N.Y.P.D. Often Ignores Parking-Permit Abuse, Report Says

The New York Police Department routinely fails to ticket illegally parked cars that have city-issued parking permits, especially near precinct houses, and residents’ complaints about permit abuse rarely result in summonses, according to a report issued on Wednesday.

The report, by the city’s Department of Investigation, confirmed what many New Yorkers know firsthand: that tens of thousands of people with city-issued permits, many of them police officers, can typically park anywhere they like with little fear of consequences.

In a city where street parking is at a premium and a space in a garage for even a short period can be costly, the failure to crack down on the misuse of city-issued permits, the report said, is “a form of corruption that erodes the public trust in municipal government.”

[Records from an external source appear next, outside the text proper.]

PR #1944, opened 2021-08-02
use more of QColor functions / methods

pijyoi:
This PR makes more use of QColor functions / methods
- static QColor.fromXXX()
- QColor.getRgbF()
- QColor.name()

Several helper functions in pg.functions are effectively trivial reimplementations of the above functions / methods
- class Color
- colorTuple
- colorStr
- glColor

The following line was left unconverted because it seems that the format string does not match the data types. (%f to integer, %d to float [0, 1])
https://github.com/pyqtgraph/pyqtgraph/blob/master/pyqtgraph/exporters/SVGExporter.py#L122

### DIFF
--- a/pyqtgraph/colormap.py
+++ b/pyqtgraph/colormap.py
@@ -249,8 +249,7 @@ def makeHslCycle( hue=0.0, saturation=1.0, lightness=0.5, steps=36 ):
     lgt_vals = np.linspace(lgtA, lgtB, num=steps+1)
     color_list = []
     for hue, sat, lgt in zip( hue_vals, sat_vals, lgt_vals):
-        qcol = QtGui.QColor()
-        qcol.setHslF( hue%1.0, sat, lgt )
+        qcol = QtGui.QColor.fromHslF( hue%1.0, sat, lgt )
         color_list.append( qcol )
     name = f'Hue {hueA:0.2f}-{hueB:0.2f}'
     return ColorMap( None, color_list, name=name )
@@ -311,8 +310,7 @@ def makeMonochrome(color='neutral'):
     l_vals = np.linspace(l_min, l_max, num=16)
     color_list = []
     for l_val in l_vals:
-        qcol = QtGui.QColor()
-        qcol.setHslF( h_val, s_val, l_val )
+        qcol = QtGui.QColor.fromHslF( h_val, s_val, l_val )
         color_list.append( qcol )
     return ColorMap( None, color_list, name=name, linearize=True )
 
@@ -581,7 +579,7 @@ class ColorMap(object):
             mode = self.enumMap[mode.lower()]
 
         if mode == self.QCOLOR:
-            pos, color = self.getStops(self.BYTE)
+            pos, color = self.getStops(self.FLOAT)
         else:
             pos, color = self.getStops(mode)
 
@@ -606,9 +604,9 @@ class ColorMap(object):
         # Convert to QColor if requested
         if mode == self.QCOLOR:
             if np.isscalar(data):
-                return QtGui.QColor(*interp)
+                return QtGui.QColor.fromRgbF(*interp)
             else:
-                return [QtGui.QColor(*x.tolist()) for x in interp]
+                return [QtGui.QColor.fromRgbF(*x.tolist()) for x in interp]
         else:
             return interp
 
@@ -762,8 +760,10 @@ class ColorMap(object):
                 color = color.astype(float) / 255.
             elif mode == self.QCOLOR:
                 if color.dtype.kind == 'f':
-                    color = (color*255).astype(np.ubyte)
-                color = [QtGui.QColor(*x.tolist()) for x in color]
+                    factory = QtGui.QColor.fromRgbF
+                else:
+                    factory = QtGui.QColor.fromRgb
+                color = [factory(*x.tolist()) for x in color]
             self.stopsCache[mode] = (self.pos, color)
         return self.stopsCache[mode]
 
--- a/pyqtgraph/graphicsItems/PlotItem/PlotItem.py
+++ b/pyqtgraph/graphicsItems/PlotItem/PlotItem.py
@@ -763,9 +763,8 @@ class PlotItem(GraphicsWidget):
 
             for item in self.curves:
                 if isinstance(item, PlotCurveItem):
-                    color = fn.colorStr(item.pen.color())
-                    opacity = item.pen.color().alpha() / 255.
-                    color = color[:6]
+                    color = item.pen.color()
+                    hrrggbb, opacity = color.name(), color.alphaF()
                     x, y = item.getData()
                     mask = (x > xRange[0]) * (x < xRange[1])
                     mask[:-1] += mask[1:]
@@ -780,9 +779,9 @@ class PlotItem(GraphicsWidget):
                     # fh.write('<g fill="none" stroke="#%s" '
                     #          'stroke-opacity="1" stroke-width="1">\n' % (
                     #           color, ))
-                    fh.write('<path fill="none" stroke="#%s" '
+                    fh.write('<path fill="none" stroke="%s" '
                              'stroke-opacity="%f" stroke-width="1" '
-                             'd="M%f,%f ' % (color, opacity, x[0], y[0]))
+                             'd="M%f,%f ' % (hrrggbb, opacity, x[0], y[0]))
                     for i in range(1, len(x)):
                         fh.write('L%f,%f ' % (x[i], y[i]))
 
@@ -798,15 +797,14 @@ class PlotItem(GraphicsWidget):
                         pos = point.pos()
                         if not rect.contains(pos):
                             continue
-                        color = fn.colorStr(point.brush.color())
-                        opacity = point.brush.color().alpha() / 255.
-                        color = color[:6]
+                        color = point.brush.color()
+                        hrrggbb, opacity = color.name(), color.alphaF()
                         x = pos.x() * sx
                         y = pos.y() * sy
 
-                        fh.write('<circle cx="%f" cy="%f" r="1" fill="#%s" '
+                        fh.write('<circle cx="%f" cy="%f" r="1" fill="%s" '
                                  'stroke="none" fill-opacity="%f"/>\n' % (
-                                    x, y, color, opacity))
+                                    x, y, hrrggbb, opacity))
 
             fh.write("</svg>\n")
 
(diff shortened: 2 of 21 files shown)


pyqtgraph/colormap.py
```diff
@@ -606,9 +604,9 @@ def map(self, data, mode=BYTE):
         # Convert to QColor if requested
         if mode == self.QCOLOR:
             if np.isscalar(data):
-                return QtGui.QColor(*interp)
+                return QtGui.QColor.fromRgbF(*interp)
             else:
-                return [QtGui.QColor(*x.tolist()) for x in interp]
+                return [QtGui.QColor.fromRgbF(*x.tolist()) for x in interp]
         else:
```
NilsNemitz, line 610: Thank you, that is very much what I had in mind!

I am glad that you implemented this; I am sorry that I didn't find any time to add this after you pointed out the factory functions.

pyqtgraph/colormap.py
```diff
@@ -762,8 +760,10 @@ def getStops(self, mode=BYTE):
                 color = color.astype(float) / 255.
             elif mode == self.QCOLOR:
                 if color.dtype.kind == 'f':
-                    color = (color*255).astype(np.ubyte)
-                color = [QtGui.QColor(*x.tolist()) for x in color]
+                    factory = QtGui.QColor.fromRgbF
+                else:
+                    factory = QtGui.QColor.fromRgb
+                color = [factory(*x.tolist()) for x in color]
```
NilsNemitz, line 766: neat :)

pyqtgraph/graphicsItems/PlotItem/PlotItem.py
```diff
@@ -763,9 +763,8 @@ def writeSvgCurves(self, fileName=None):
 
             for item in self.curves:
                 if isinstance(item, PlotCurveItem):
-                    color = fn.colorStr(item.pen.color())
-                    opacity = item.pen.color().alpha() / 255.
-                    color = color[:6]
+                    color = item.pen.color()
+                    hrrggbb, opacity = color.name(), color.alphaF()
```
NilsNemitz, line 767: Out of curiosity, what does the `h` in `hrrggbb` stand for?

pijyoi: hex or hash. The name() method returns a str of the form '#rrggbb'. It's to remind that a hex or hash has already been prepended.

pyqtgraph/opengl/items/GLMeshItem.py
```diff
@@ -181,7 +181,7 @@ def paint(self):
                     if self.colors is None:
                         color = self.opts['color']
                         if isinstance(color, QtGui.QColor):
-                            glColor4f(*fn.glColor(color))
+                            glColor4f(*color.getRgbF())
```
NilsNemitz, line 184: As the code checker points out, it seems you have successfully eliminated the dependency on pg.functions !

pijyoi: There are inconsistencies with the opengl items' APIs. Some take in float colors, some take in an argument for mkColor.

j9ac9k:
@pijyoi thank you for this!  Been thinking there was likely room to implement the QColor methods a bit more directly.

The one gotcha, which it looks like you've taken care to avoid, is that `QColor::setNamedColor` wants `#AARRGGBB` (if you're going to specify alpha), whereas pyqtgraph expects `#RRGGBBAA`.

As you pointed out, we have some inconsistencies across the board for the opengl item APIs; not sure if trying to modify those would be part of this PR or not (I'm not opposed to it).

j9ac9k:
Also I'm totally good with putting deprecation warnings (or should we be putting future warnings, I'm always uncertain) on some of the stuff that's rendered more or less useful (like `Color` class, `colorTuple`, `colorStr` and `glColor`).

NilsNemitz:
@pijyoi , thank you for this clean-up! I also see this as a great improvement, since it removes a lot of redundancy and alternative definitions in favor of simply using the Qt conventions.

Fortunately it turns out that the data formats are mostly compatible; Much more so than I would have expected. That makes the now redundant function definitions so simple that there is not much cost* to keeping them. They actually serve as excellent demonstrations of direct replacement code - for those who look at the source.
(* for "cost" I would consider potential for user and developer confusion most important; this seems near zero here.)

My suggestion would be to take a quick look over the documentation for the colors:
The first step to getting the legacy functions out of user code would be to no longer advertise them, and to make sure that alternatives are easy to find... This might include some hint towards the (somewhat hidden) Qt factory functions.

A simple approach might be to move the now-redundant set of functions to a "legacy functions" section of the page for now and basically copy-and-paste in an example of the equivalent Qt dialect as a suggested replacement?

pijyoi:
>As you pointed out, we have some inconsistencies across the board for the opengl item APIs; not sure if trying to modify those would be part of this PR or not (I'm not opposed to it).

From what I can see, the various items can be grouped thus:

passed to mkColor
- GLBoxItem
- GLGridItem
- GLTextItem (although only documented to take an array of R,G,B,A)

2D-ndarray of float colors if different color for each element
4-tuple of float or QColor if single color for every element
- GLMeshItem
- GLScatterPlotItem
- GLSurfacePlotItem
- GLLinePlotItem (in addition takes a str passed to mkColor for scalar (undocumented))

GLGradientLegendItem
- fontColor : 4-tuple of float only

The only glaring inconsistencies are:
- GLGradientLegendItem. This looks like a bug. It should be changed to take ```mkColor()```
   * Unless you consider GLGradientLegendItem to be "correct" and GLBoxItem, GLGridItem, GLTextItem to be "wrong"
- GLLinePlotItem taking a ```str``` overload. Probably should just leave it as is.

NilsNemitz:
As stated, I have some tolerance for just keeping the old definitions around without aggressive deprecation.

But I do believe we should deprecate the `#RRGGBBAA` format as soon as possible. There are many other options to specify alpha, and I really hope that this is not so commonly used.

Once we have officially removed this usage, we can re-add the Qt compatible `#AARRGGBB`. 
I am sure there are good reasons for one or the other, but after this PR is merged, PyQtGraph will do color "the Qt way" basically everywhere. And that places us -at least from my point of view- very firmly on the `#AARRGGBB` side of the fence.

It would also remove at least one case distinctions from the painfully long list in mkColor. 🤯

j9ac9k:
> Once we have officially removed this usage, we can re-add the Qt compatible `#AARRGGBB`.
> I am sure there are good reasons for one or the other, but after this PR is merged, PyQtGraph will do color "the Qt way" basically everywhere. And that places us -at least from my point of view- very firmly on the `#AARRGGBB` side of the fence.

This change is a tough sell IMO.  There is no good way of rolling out this change without silently breaking code for existing users.  I suppose we could have that conversation if we threw in a long enough of a FutureWarning when passing hex values of RGBA, but I think at this point we should likely keep the hex ordering consistent with the library.

pyqtgraph/opengl/items/GLGradientLegendItem.py
```diff
@@ -18,7 +18,8 @@ def __init__(self, **kwds):
             gradient: a pg.ColorMap used to color the colorbar
             labels: a dict of "text":value to display next to the colorbar.
                 The value corresponds to a position in the gradient from 0 to 1.
-            fontColor: sets the color of the texts
+            fontColor: sets the color of the texts.
+                Arguments are the same as those accepted by functions.mkColor().
```
j9ac9k, line 22: To do a link within this docs, you can change to

```python
:func:`~pyqtgraph.mkColor`
```

pijyoi:
I agree with @NilsNemitz that the existing trivial functions / classes can be left behind without immediate deprecation.

I am not so sure about the #AARRGGBB vs #RRGGBBAA. #AARRGGBB feels very much like we are getting exposed to the internal Qt representation. i.e. alpha in MSB and blue in LSB of a 32-bit word.
```python
In [6]: hex(QtGui.QColor(0x33, 0x66, 0x99).rgba())
Out[6]: '0xff336699'
```

NilsNemitz:
@j9ac9k , I *was* advocating a deprecation period. :)

Maybe a compromise would be to have the documentation and docstrings state that 4-byte hex-strings are not ideal for unambiguously giving RGB + alpha, since the byte ordering is less well-defined as for RGB. That might make it easier to switch in the future, and doesn't really hurt anything in the present.

j9ac9k:
> @j9ac9k , I _was_ advocating a deprecation period. :)
> 
> Maybe a compromise would be to have the documentation and docstrings state that 4-byte hex-strings are not ideal for unambiguously giving RGB + alpha, since the byte ordering is less well-defined as for RGB. That might make it easier to switch in the future, and doesn't really hurt anything in the present.

I'd be good with that; At the very least we should explicitly state that we do not follow the Qt API.

@pijyoi The benefit of adopting `#AARRGGBB` would be not for the sake of the hex conversion, but the code in `mkColor` can be simplified in a way such that...

```python
if isinstance(arg, str):
    return QColor.setNamedColor(arg)
```

That would give us the benefit of not just being able to offload the hex logic (which isn't particularly complex); but also lets us access the [SVG color keyword names](https://www.w3.org/TR/SVG11/types.html#ColorKeywords); which I think would be useful.

Granted, we can easily accommodate both (get the color by SVG name, and handle our own hex string ordering).

pyqtgraph/opengl/GLViewWidget.py
```diff
@@ -138,9 +138,9 @@ def initializeGL(self):
     def setBackgroundColor(self, *args, **kwds):
         """
         Set the background color of the widget. Accepts the same arguments as
-        pg.mkColor() and pg.glColor().
+        pg.mkColor().
```
j9ac9k, line 141: I know this wasn't placed there before, but we can link the function here too:

```
:func:`~pyqtgraph.mkColor`
```

pijyoi:
>That would give us the benefit of not just being able to offload the hex logic (which isn't particularly complex); but also lets us access the SVG color keyword names; which I think would be useful.

I added it in as an experimental feature. Perhaps to become officially documented when the deprecated non-#-prefixed hex strings gets removed in 0.13?

```python
In [4]: pg.mkColor('tomato').getRgb()
Out[4]: (255, 99, 71, 255)
```

j9ac9k:
> I added it in as an experimental feature. Perhaps to become officially documented when the deprecated non-#-prefixed hex strings gets removed in 0.13?

That's a great idea.

j9ac9k:
@pijyoi this LGTM, I see no problem merging this right now.  Are you planning on adding anything else to this PR?

pijyoi:
> Are you planning on adding anything else to this PR?

No

j9ac9k:
Ha, oddly enough while working on that IEEE paper, I think I came across that SVG background bug, not sure why I didn't write up an issue on that given I opened numerous other issues that I encountered while generating plots for that... oh well.

This LGTM, thanks so much @pijyoi the code is so much simpler in so many places!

“Parking permit abuse obstructs streets and sidewalks, creating potentially dangerous conditions for pedestrians and motorists alike,” Jocelyn E. Strauber, the Department of Investigation commissioner, said in a statement. “And a lack of enforcement of parking laws with respect to permit-holders sends a message of special treatment.”

The report included about 11 recommendations for tackling the problem, including developing a uniform permit across agencies; conducting annual audits of active permits to determine whether they should be revoked; and scrapping “self-enforcement zones” near precincts.

The Police Department, the report said, “has no written policies or procedures regarding the self-enforcement zones, and the rate of enforcement of parking laws within those zones was significantly lower than outside of those zones.”